Global values will override SCU-specific ones.

Handling the response & provisioning of the CashBox

If your response indicates a status code 200, the request properly went through, and a new CashBox should have been created. In this case, the response body will contain a JSON object (not an escaped JSON string) with the details of that new CashBox.

{
  "cashBoxId": "",
  "accessToken": "",
  "configuration": ""
}
FieldDescription
cashBoxIdThe ID of the created CashBox.
accessTokenThe access token of the created CashBox.
configurationThe configuration object of the new CashBox, as escaped JSON string and based on the provided template.

Here, in particular, cashBoxId and accessToken are interesting, as they allow you to provision the CashBox automatically.

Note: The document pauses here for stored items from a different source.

PR #1025, opened 2026-09-16
plugins: @ file completion

Firaenix:
Stacked on #1024. GitHub cannot base a cross-fork PR on another fork's
branch, so the diff here carries #1024's two commits as well — **only the
last commit belongs to this PR**. It rebases to nothing once #1024 merges.

Type `@` in the chat input and a popup offers the files in the working
tree, narrowing as you keep typing. Tab or Ctrl-N/Ctrl-P move, Enter
inserts the path, Esc closes. `plugins.completion.enabled = false` turns it
off like any other bundled plugin.

This is the same user-visible feature as #886, as ~300 lines of Lua and
zero Rust. The popup is an ordinary unfocused float, the keys are ordinary
keymaps, and accepting is one `maki.ui.input_edit` over the range the `@`
opened. Nothing in the host knows this plugin exists.

That is half the point. Whatever this can do, a plugin in someone's config
can do — and building it before the API was reviewed is what found the gaps
in the API, rather than finding them after it shipped.

## Things that are the way they are for a reason

**The trigger is an event, not a key.** Binding `"@"` is the obvious thing
and it is a trap: a shifted character arrives with `KeyModifiers::SHIFT`
set, `dispatch_override` compares modifiers exactly, and which terminals
report what is not something a plugin should have to know. Watching
`InputChanged` is also the only way the list can narrow while you type,
short of claiming every printable character.

**Teardown is the risk, so it leads.** A claimed `<CR>` outliving its popup
would leave the user unable to send a message at all. Every exit goes
through one `close` that unbinds before anything that could fail, each key
comes off inside its own `pcall`, `Esc` always unbinds, and a handler that
finds no popup unbinds before returning.

**Accept re-reads the input.** The handler runs a frame or more after the
key, so it recomputes the mention from a fresh `maki.ui.input()` rather
than trusting what was on screen when the popup was drawn. A range that no
longer fits fails loudly and the popup closes instead of writing into the
wrong place.

**Ranking is Lua.** A subsequence scorer with run and boundary bonuses:
`mrs` finds `maki-ui/src/main.rs`. The scan's mtime order is the tiebreak,
so with nothing typed it offers what you touched last. One glob per popup,
then pure Lua on every keystroke after it. This is the one piece a
host-side fuzzy matcher would replace wholesale; keeping it here means the
plugin needs nothing from the core that is not already there.

## Verification

--all-targets`, `cargo test -p maki-lua -p maki-config -p maki`, `just
gen-docs`, `stylua --check plugins/`. Failures are the ones that also fail
on clean `main` (parallel-load flakes; green at `--test-threads=1`).

`plugins/completion/tests/spec.lua` covers the two pure modules: where a
mention starts and ends, an `@` mid-word, the mention nearest the cursor,
character offsets across multi-byte text and newlines; and the ranking —
subsequence matches, segment-start preference, case folding, the limit, and
a stable tiebreak.


plugins/completion/init.lua
```diff
@@ -0,0 +1,301 @@
...
+end
+
+-- Unbinding is the one thing that must never be skipped. An error with `<CR>`
+-- still claimed leaves the user unable to send a message at all, so every key
+-- comes off on its own, and a failure to remove one cannot strand the rest.
+local function unbind()
+  for _, entry in ipairs(KEYS) do
+    pcall(maki.keymap.del, "n", entry[1])
+  end
+end
```
tontinton: `maki.keymap.del` doesn't check who owns the binding, it removes whatever is on the key (maki-lua/src/api/keymap.rs:309, the `plugin` arg is dropped). so this deletes another plugin's `<Tab>` or `<C-n>` or `<CR>` even when we never bound them.

and `close` is the `SessionFocusChanged` / `SessionReset` callback (init.lua:299-301), so one session switch unbinds those five keys for everyone, popup or not. this is on by default, so a user plugin binding `<C-n>` just stops working.

a `bound` flag keeps the defensive path for the stranded case `move()` cares about:

```lua
local bound = false
local function unbind()
  if not bound then
    return
  end
  bound = false
  for _, entry in ipairs(KEYS) do
    pcall(maki.keymap.del, "n", entry[1])
  end
end
```

plugins/completion/init.lua
```diff
@@ -0,0 +1,301 @@
...
+
+-- Sits directly above the input box, and flips below it when the input has
+-- grown tall enough that there is no room left over it.
+local function place(screen, height)
+  local above = screen.row - 1 - height
+  if above >= 0 then
+    return above
+  end
+  return screen.row + screen.rows + 1
+end
```
tontinton: `place` flips below the input when there's no room above, but below is the bottom of the screen, so the popup goes off screen. the host clamps the rect (maki-ui/src/components/lua_float.rs:621) and you get a one row sliver. height is never clamped to available rows, only width to `cols`.

`ensure_popup` also binds keys at init.lua:203, before `render` has placed or shown anything. so on a tall input in a short terminal there's a popup you can't see with `<CR>` claimed, and the next Enter inserts the top file into the message instead of sending. same if `set_config` or `show` throws.

clamp rows to what fits, skip the popup when only a row or two do, bind after `win:show()` succeeds.

plugins/completion/init.lua
```diff
@@ -0,0 +1,301 @@
...
+  if err then
+    maki.ui.flash(err)
+    return nil
+  end
+  local files = {}
+  for i, path in ipairs(found) do
+    files[i] = relative(path)
+  end
+  return files
+end
```
tontinton: the file list is cached on `popup` so every close drops it. when the query matches nothing `refresh` calls `close()`, so typing a path that doesn't exist yet (`@new_module.rs`) re-globs the tree on every keystroke after the first miss.

the walk isn't cheap: with `sort = "mtime"` the host collects every file and stats each before truncating to `scan_limit` (maki-lua/src/api/fs.rs:581-589), so `scan_limit` bounds the result and not the work.

a module local with a short TTL survives close. two smaller ones: the truncate is by mtime and happens before ranking, so a file outside the newest 5000 can never be completed whatever you type, and `score` does `path:lower()` for all 5000 on every keystroke, which could happen once at scan time.

plugins/completion/init.lua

To do that, please deploy a vanilla Launcher instance on the destination system and set its CashBox ID and Access Token parameters to the values you received in the response.

Custom variables

In addition to the readily available system variables, you can also use custom variables in your templates. These variables follow the same syntax as system variables (i.e., |[variable_name]|); you can use them throughout your template.

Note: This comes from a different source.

PR #1027, opened 2026-09-16
docs(lua): stop a doc comment being compiled as Rust

Firaenix:
docs(lua): stop a doc comment being compiled as Rust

Their values are passed via the query string of the request to the template API, and each custom variable used in your template needs to have a corresponding value in the query string. So, for example, if you used the variable |[my_variable]|, you'd need to pass its value in the call to the API by adding my_variable to the query string.

https://helipad.fiskaltrust.cloud/api/configuration?my_variable=desired_value

The call above will substitute all occurrences of |[my_variable]| with desired_value.

overriding system variables

You can also use the query string to override the values of system variables. Any value passed in this way will have precedence over the default value.

Demo with Postman

Postman is a popular HTTP client and is often used to run REST requests manually. You can use it to try out and fine-tune your requests to the template API.

To download Postman, please go to https://www.postman.com/downloads and select the appropriate package for your system. fiskaltrust also provides a Postman collection with pre-configured request settings, which you can import and use as a foundation to customize your API requests.


StepDescription
Import the demo collection into your Postman instance.
Create a duplicate entry of the Sandbox environment.
Open the newly created entry.
In the Params tab, specify the desired Sandbox outlet ID and CashBox description.
In the Headers tab, specify your Sandbox account ID and Access Token.
In the portal, fetch a demo template from Configuration / Template.
Escape the template.
In the Body tab, add the escaped template as JSON string.
Send the request using the Send button.
Check if the response indicated a successful request.
In the portal, verify if the CashBox was properly created under Configuration / CashBox.